*EXERCISE DETAILS*:
Copy out every line of the data that has the word "method" somewhere in it.

*RECORDS PROVIDED*:

* * * * * * * * *

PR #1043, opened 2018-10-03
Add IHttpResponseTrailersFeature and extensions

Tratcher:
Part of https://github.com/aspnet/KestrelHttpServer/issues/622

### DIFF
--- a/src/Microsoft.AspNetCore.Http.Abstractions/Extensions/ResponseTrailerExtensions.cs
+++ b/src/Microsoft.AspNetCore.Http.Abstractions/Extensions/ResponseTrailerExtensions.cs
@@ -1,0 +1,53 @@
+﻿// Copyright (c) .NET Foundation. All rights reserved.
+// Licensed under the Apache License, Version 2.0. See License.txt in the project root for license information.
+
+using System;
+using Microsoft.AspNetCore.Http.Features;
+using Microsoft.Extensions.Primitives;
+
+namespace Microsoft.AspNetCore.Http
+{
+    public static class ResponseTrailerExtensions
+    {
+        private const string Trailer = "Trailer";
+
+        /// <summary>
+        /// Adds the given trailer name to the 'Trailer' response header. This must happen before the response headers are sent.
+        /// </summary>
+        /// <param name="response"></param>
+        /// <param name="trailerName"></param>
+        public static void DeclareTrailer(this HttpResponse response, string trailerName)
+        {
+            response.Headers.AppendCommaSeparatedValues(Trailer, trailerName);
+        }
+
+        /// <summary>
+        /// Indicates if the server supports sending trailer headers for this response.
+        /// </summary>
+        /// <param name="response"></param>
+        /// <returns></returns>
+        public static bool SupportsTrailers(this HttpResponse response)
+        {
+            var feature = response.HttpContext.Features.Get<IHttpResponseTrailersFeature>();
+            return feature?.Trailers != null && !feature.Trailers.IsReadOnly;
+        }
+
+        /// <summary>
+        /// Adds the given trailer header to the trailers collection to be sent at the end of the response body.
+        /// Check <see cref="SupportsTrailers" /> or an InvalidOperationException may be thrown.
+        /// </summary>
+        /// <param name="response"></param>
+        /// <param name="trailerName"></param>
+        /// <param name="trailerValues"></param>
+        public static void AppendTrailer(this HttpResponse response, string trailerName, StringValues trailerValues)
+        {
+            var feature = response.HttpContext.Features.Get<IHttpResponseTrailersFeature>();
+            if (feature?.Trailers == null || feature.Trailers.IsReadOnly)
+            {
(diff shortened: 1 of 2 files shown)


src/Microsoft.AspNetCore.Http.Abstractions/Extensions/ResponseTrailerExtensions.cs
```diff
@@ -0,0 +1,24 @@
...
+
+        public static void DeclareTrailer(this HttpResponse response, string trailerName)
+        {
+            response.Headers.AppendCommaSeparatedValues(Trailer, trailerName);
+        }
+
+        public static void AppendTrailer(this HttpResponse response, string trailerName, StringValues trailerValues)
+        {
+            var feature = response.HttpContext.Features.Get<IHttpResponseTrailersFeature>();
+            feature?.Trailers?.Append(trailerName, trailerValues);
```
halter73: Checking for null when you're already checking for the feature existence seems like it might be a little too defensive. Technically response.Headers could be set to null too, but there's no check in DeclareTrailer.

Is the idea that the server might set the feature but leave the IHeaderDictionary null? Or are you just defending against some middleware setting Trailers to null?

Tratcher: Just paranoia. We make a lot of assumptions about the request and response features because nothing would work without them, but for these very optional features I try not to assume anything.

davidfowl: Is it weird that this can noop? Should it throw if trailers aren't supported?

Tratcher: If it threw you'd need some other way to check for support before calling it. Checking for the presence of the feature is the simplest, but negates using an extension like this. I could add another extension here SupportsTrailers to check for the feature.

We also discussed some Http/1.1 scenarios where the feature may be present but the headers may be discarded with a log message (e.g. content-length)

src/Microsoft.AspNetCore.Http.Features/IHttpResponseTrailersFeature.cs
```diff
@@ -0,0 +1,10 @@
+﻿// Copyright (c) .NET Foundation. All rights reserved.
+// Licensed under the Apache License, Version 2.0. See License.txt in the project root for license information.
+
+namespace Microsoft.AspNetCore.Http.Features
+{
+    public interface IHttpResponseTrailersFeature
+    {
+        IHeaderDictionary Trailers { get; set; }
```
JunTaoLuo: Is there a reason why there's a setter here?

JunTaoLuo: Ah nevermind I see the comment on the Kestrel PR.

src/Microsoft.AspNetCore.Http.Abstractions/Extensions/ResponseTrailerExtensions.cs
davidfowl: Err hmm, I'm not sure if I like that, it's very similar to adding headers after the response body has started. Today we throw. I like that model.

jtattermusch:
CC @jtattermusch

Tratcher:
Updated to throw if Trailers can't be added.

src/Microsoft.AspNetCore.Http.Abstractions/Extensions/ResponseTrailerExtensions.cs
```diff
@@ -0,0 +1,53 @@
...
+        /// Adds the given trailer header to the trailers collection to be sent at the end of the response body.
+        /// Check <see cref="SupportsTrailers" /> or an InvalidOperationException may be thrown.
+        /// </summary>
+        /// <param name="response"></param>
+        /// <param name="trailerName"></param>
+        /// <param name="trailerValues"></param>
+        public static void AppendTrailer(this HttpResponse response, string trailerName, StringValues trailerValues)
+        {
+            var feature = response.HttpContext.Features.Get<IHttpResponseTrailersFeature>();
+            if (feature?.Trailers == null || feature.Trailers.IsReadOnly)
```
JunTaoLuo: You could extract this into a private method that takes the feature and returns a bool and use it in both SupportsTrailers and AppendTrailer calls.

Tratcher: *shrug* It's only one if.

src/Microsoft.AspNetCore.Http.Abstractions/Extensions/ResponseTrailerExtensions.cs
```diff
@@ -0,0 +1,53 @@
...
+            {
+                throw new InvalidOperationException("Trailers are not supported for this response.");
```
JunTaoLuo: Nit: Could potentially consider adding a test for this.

* * * * * * * * *

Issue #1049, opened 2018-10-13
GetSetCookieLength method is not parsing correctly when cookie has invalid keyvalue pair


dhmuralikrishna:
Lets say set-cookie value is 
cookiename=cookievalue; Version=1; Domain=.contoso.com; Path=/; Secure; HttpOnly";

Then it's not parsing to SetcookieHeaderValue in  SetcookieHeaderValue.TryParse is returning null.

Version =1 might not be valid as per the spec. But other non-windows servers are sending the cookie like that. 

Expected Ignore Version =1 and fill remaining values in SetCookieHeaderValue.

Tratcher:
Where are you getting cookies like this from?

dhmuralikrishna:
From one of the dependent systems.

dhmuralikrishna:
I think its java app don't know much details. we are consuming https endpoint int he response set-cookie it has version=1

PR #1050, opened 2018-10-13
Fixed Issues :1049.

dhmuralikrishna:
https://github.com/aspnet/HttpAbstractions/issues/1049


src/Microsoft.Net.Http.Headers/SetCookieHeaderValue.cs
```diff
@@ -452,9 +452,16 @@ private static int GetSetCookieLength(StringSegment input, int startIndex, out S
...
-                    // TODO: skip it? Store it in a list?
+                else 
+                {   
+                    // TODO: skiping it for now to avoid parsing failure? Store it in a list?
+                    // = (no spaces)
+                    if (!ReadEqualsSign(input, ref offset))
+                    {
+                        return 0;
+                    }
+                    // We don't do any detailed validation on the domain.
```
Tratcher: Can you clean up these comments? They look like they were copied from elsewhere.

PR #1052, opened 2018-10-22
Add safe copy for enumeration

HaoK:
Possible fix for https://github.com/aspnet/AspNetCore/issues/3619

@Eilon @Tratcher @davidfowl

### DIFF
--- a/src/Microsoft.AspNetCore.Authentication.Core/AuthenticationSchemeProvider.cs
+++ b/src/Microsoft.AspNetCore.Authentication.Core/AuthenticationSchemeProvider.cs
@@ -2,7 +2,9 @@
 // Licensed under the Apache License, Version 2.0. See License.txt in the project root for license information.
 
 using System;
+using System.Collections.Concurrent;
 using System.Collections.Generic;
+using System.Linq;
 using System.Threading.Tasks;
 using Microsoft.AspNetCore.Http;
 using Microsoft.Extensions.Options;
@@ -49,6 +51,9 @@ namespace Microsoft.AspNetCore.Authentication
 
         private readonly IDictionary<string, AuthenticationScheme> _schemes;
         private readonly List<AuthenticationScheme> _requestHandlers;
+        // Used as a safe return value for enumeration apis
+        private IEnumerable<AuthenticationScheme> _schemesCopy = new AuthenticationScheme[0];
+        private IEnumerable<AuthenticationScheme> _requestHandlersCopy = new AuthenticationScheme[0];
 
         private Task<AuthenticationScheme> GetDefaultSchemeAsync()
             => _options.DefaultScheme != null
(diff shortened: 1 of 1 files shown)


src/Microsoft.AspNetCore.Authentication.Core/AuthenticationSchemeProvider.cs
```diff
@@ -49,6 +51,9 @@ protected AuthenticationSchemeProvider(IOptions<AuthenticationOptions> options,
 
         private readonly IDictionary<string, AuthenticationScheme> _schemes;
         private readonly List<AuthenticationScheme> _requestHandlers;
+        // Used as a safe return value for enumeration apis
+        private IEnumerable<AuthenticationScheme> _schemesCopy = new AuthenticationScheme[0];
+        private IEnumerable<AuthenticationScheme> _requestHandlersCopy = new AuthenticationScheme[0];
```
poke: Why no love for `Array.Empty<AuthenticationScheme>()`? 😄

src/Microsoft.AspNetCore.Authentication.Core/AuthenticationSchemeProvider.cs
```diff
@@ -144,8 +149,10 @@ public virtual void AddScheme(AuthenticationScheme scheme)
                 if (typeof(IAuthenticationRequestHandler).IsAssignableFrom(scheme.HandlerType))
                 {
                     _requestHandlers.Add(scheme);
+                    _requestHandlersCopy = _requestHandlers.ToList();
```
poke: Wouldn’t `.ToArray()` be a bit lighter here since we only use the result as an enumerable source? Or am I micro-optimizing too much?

* * * * * * * * *

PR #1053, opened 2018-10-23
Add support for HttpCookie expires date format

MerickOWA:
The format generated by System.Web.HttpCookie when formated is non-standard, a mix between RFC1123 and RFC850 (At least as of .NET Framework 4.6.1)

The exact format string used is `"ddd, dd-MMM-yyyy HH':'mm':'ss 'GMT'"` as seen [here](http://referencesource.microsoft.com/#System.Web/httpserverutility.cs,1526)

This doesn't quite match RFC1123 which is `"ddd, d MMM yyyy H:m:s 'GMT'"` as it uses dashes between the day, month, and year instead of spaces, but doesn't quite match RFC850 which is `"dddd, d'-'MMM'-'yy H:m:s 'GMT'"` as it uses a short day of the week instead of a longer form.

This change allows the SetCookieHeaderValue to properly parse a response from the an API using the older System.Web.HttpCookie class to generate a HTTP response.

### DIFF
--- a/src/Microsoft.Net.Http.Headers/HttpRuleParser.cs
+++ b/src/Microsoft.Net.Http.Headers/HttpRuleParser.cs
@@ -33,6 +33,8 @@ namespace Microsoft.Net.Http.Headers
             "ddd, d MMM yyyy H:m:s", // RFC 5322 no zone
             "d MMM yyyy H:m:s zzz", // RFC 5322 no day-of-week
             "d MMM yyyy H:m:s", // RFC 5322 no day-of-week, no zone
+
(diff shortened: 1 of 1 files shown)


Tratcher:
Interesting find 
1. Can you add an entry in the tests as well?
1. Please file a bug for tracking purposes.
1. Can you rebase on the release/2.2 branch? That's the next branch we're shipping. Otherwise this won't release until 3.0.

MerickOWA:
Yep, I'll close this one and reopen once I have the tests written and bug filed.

* * * * * * * * *

*REPLY TO THE TASK*:
JunTaoLuo: You could extract this into a private method that takes the feature and returns a bool and use it in both SupportsTrailers and AppendTrailer calls.
GetSetCookieLength method is not parsing correctly when cookie has invalid keyvalue pair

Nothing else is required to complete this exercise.